Moreover repeated implantation of skeletal myoblast has a capability of the improvement of cardiac performance in a swine model of chronic myocardial infarction [94]. So in clinical setting repeated cell implantation may have some impacts on the enhancement of therapeutic effect in cell transplantation, but coronary artery embolism may be happen in this treatment.

4. CONCLUSIONS

We have summarized the recent advances in cellular cardiomyoplasty in both the laboratory and the clinic. Although many kinds of cells with the capacity to differentiate to cardiomyocytes have been reported, few stem cells can probably actually differentiate to cardiomyocytes. However, a cardiomyocyte cell source that is applicable to clinical settings is critical for treating severe heart failure, so researchers should continue to look for stem cells that can differentiate into cardiomyocytes.

We surveyed many encouraging clinical studies, which used many different kinds of cells, and found that almost all of the cell types had some effects on cardiac performance in the damaged heart. The important questions to ask when applying these cell-based therapies to clinical situations are:

1) Which cells have the greatest impact on myogenesis, angiogenesis, and cardiac performance?

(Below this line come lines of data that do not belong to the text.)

PR #2083, opened 2026-07-19
Propagate storage_options to all backends resolved by GenericFileSystem (#1856)

### LINKED ISSUE #1856: rsync accross FS with different protocol or credentials is broken
Hi,

I'm completely new to fsspec and was extremely interested by the `rsync` utility (even if signaled as experimental) and gave it a try (version 2025.5.1).

My first use case is to sync a S3 source to a local directory.

Having a quick look at the source code, I tried something like this:

```python
rsync('s3://bucket-name/key', './path/to/local/directory',
  inst_kwargs = {
    'default_method': 'options',
    'storage_options': {
      's3': { 'endpoint_url': 'xxxxxx', 'key': 'xxxxxxx', 'secret': 'xxxx', },
    },
  }
)
```

The idea being to let the `GenericFileSystem` instance used by rsync resolve both underlying filesystem behind source and destination.

Unfortunately this didn't work, because the `GenericFileSystem`:

- didn't override all methods `rsync` uses, namely `isdir`
- didn't resolve correctly URL

First problem can be solved by adding the following method to `GenericFileSystem` (I have absolutely no idea if this is correct, it simply mimics the way it is done for other methods):

```python
    async def _isdir(
        self,
        url,
        **kwargs,
    ):
        fs = _resolve_fs(url, self.method, storage_options=self.st_opts)
        if fs.async_impl:
            return await fs._isdir(url, **kwargs)
        else:
            return fs.isdir(url, **kwargs)
```

Second problem was addressed by making sure every call to `_resolve_fs` uses the `storage_options=self.st_opts` argument (it is missing in many places).

Then it worked.

This is however not very efficient, because every call to `_resolve_fs` creates a new instance. `rsync` should probably call it only twice (once for the source, once for the destination, if they do not have the same protocol).

Then came the next question: what if I want to synchronise two S3 directories in differents buckets with different credentials? Also a use case I have.

Since `_resolve_fs` only uses the protocol to find a filesystem instance, this will not work.

Among the possible solutions I figured out:
- let `_resolve_fs` handle URL as URI and discriminate both on protocol and authority. At least the bucket name could be used to select different credentials in `inst_kwargs`. This would also probably work with other protocols
- make `rsync` take a `source_fs` and `destination_fs` argument instead of a unique `fs`

Hope this helps.

Best regards,

Antoine

balramthewarrior:
Fixes #1856.

### Root cause

`GenericFileSystem` stores `storage_options` as `self.st_opts` and resolves a backend per call via `_resolve_fs`. With `default_method="options"`, `_resolve_fs` looks up `storage_options[protocol]` to construct the backend — so omitting the argument silently builds an unconfigured filesystem.

Of the 14 `_resolve_fs` call sites, only 5 passed `storage_options=self.st_opts`. The other 9 dropped it: `_info`, `_ls`, `_cat_file`, `_rm`, `_cp_file` (both sides), `_make_many_dirs`, and `_copy` (both sides).

Any credentialed backend reached through those paths was constructed bare, which is what breaks `rsync` across filesystems with different protocols or credentials.

### On the reported `isdir` failure

The issue proposes adding an explicit `GenericFileSystem._isdir`. I don't think that's needed, and it matches your reply on the thread:

> This is surprising, since it ought to fall back to info() which in turn falls back to ls()[0].

That fallback works fine. The reason `isdir` failed is that it reaches the backend through `_info`, which was one of the 9 sites dropping `storage_options`. Fixing the propagation makes `isdir` work through the existing fallback — no new method required. There's a regression test covering exactly this.

### Change

Pass `storage_options=self.st_opts` at the 9 remaining `_resolve_fs` call sites. No behaviour change when `storage_options` is unset (`_resolve_fs` already coerces `None` to `{}`), and no change for the `default`/`generic`/`current` methods, which ignore the argument.

### Tests

Added to `fsspec/tests/test_generic.py`:

- `_OptionsRequiredFS`, a `MemoryFileSystem` subclass that raises unless its `token` storage option arrives — standing in for a filesystem needing real credentials, so dropped options fail loudly instead of silently falling back to an unauthenticated instance.
- `test_storage_options_propagated_to_backend` — parametrized over `info`, `ls`, `cat_file`, `isdir`, `find`.
- `test_storage_options_propagated_cross_protocol` — the reporter's original call shape: `rsync` from a credentialed remote to local, configured via `inst_kwargs`.

Against unpatched master these give 5 failed / 8 passed. `find` passes on both, since `_find` was already among the 5 correct call sites, so the tests track this specific defect rather than failing broadly. Full suite: 1558 passed, 0 failed. `ruff check`, `ruff format` and `codespell` clean.

### DIFF
--- a/fsspec/tests/test_generic.py
+++ b/fsspec/tests/test_generic.py
@@ -1,6 +1,9 @@
 import pytest
 
 import fsspec
+from fsspec.generic import rsync
+from fsspec.implementations.memory import MemoryFileSystem
+from fsspec.registry import _registry, register_implementation
 from fsspec.tests.conftest import data, server  # noqa: F401
 
 
@@ -116,3 +119,57 @@ def test_rsync(tmpdir, m):
         allfiles[f"file://{pos_tmpdir}/deep/path/afile"]
         == allfiles2[f"file://{pos_tmpdir}/deep/path/afile"]
     )
+
+
+class _OptionsRequiredFS(MemoryFileSystem):
+    """Backend that raises unless its storage_options reached the constructor."""
+
+    protocol = "optsrequired"
+
+    def __init__(self, *args, token=None, **kwargs):
+        if token is None:
+            raise ValueError("storage_options were not propagated")
+        super().__init__(*args, **kwargs)
+
+    @classmethod
+    def _strip_protocol(cls, path):
+        if isinstance(path, str):
+            path = path.removeprefix(f"{cls.protocol}://")
+        return MemoryFileSystem._strip_protocol(path)
+
+
+@pytest.fixture()
+def opts_fs(m):
+    register_implementation(
+        _OptionsRequiredFS.protocol, _OptionsRequiredFS, clobber=True
+    )
+    m.pipe_file("/afile", b"hello")
+    m.makedirs("/adir", exist_ok=True)
+    m.pipe_file("/adir/nested", b"world")
+    yield fsspec.filesystem(
+        "generic",
+        default_method="options",
+        storage_options={_OptionsRequiredFS.protocol: {"token": "set"}},
+    )
+    _registry.pop(_OptionsRequiredFS.protocol, None)
+    _OptionsRequiredFS.clear_instance_cache()
+
+
+def test_storage_options_propagated_to_backend(opts_fs):
+    opts_fs.info("optsrequired:///afile")
+    opts_fs.ls("optsrequired:///adir")
+    opts_fs.cat_file("optsrequired:///afile")
+    opts_fs.isdir("optsrequired:///adir")
+    opts_fs.find("optsrequired:///adir")
+
+
+def test_storage_options_propagated_cross_protocol(opts_fs, tmpdir):
+    rsync(
+        "optsrequired:///adir",
+        f"file://{tmpdir}",
+        inst_kwargs={
+            "default_method": "options",
+            "storage_options": {_OptionsRequiredFS.protocol: {"token": "set"}},
+        },
+    )
+    assert (tmpdir / "nested").read_binary() == b"world"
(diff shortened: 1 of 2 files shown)


fsspec/tests/test_generic.py
```diff
@@ -116,3 +119,80 @@ def test_rsync(tmpdir, m):
...
+    Stands in for a real filesystem needing credentials (e.g. s3 key/secret or
+    endpoint_url), so that dropped storage_options fail loudly instead of
+    silently falling back to an unauthenticated instance.
+    """
+
+    protocol = "optsrequired"
+    _token = "s3kr3t"
+
+    def __init__(self, *args, token=None, **kwargs):
+        if token != self._token:
```
martindurant: Same as `if token is not None`? Then you would not need the class attribute `_token`.

fsspec/tests/test_generic.py
```diff
@@ -116,3 +119,80 @@ def test_rsync(tmpdir, m):
...
+        lambda fs: fs.cat_file("optsrequired:///afile"),
+        lambda fs: fs.isdir("optsrequired:///adir"),
+        lambda fs: fs.find("optsrequired:///adir"),
+    ],
+)
+def test_storage_options_propagated_to_backend(opts_fs, op):
+    # GH#1856: several GenericFileSystem methods resolved the backend without
+    # passing storage_options, so credentialed filesystems were constructed
+    # bare. isdir() is included because it reaches the backend via _info().
+    op(opts_fs)
```
martindurant: This is unnecessarily verbose: please just move those operations inline rather than parametrising, and remove the comment here and in the other tests.

balramthewarrior:
Thanks for the review. Done both:
- Dropped the `_token` attribute; the backend now just checks `token is None`.
- De-parametrised `test_storage_options_propagated_to_backend` into inline calls and removed the explanatory comments.

Pushed. Confirmed the two tests still fail against master without the `generic.py` change and pass with it.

2) Is a heterogeneous cell population or purified cell type better to regenerate the failing heart?

3) Which stage of heart failure can cellular cardiomyoplasty repair?

Genuine myocardial regeneration involves the induction of cardiomyogenesis and angiogenesis by smooth muscle cells and endothelial cells in the completely distressed myocardium. To reach this goal will require the discovery of new cells that can differentiate into cardiomyocytes, better cell delivery methods that enable as many functional cells as possible to reach the failing heart, and new ways to promote functional vasculogenesis.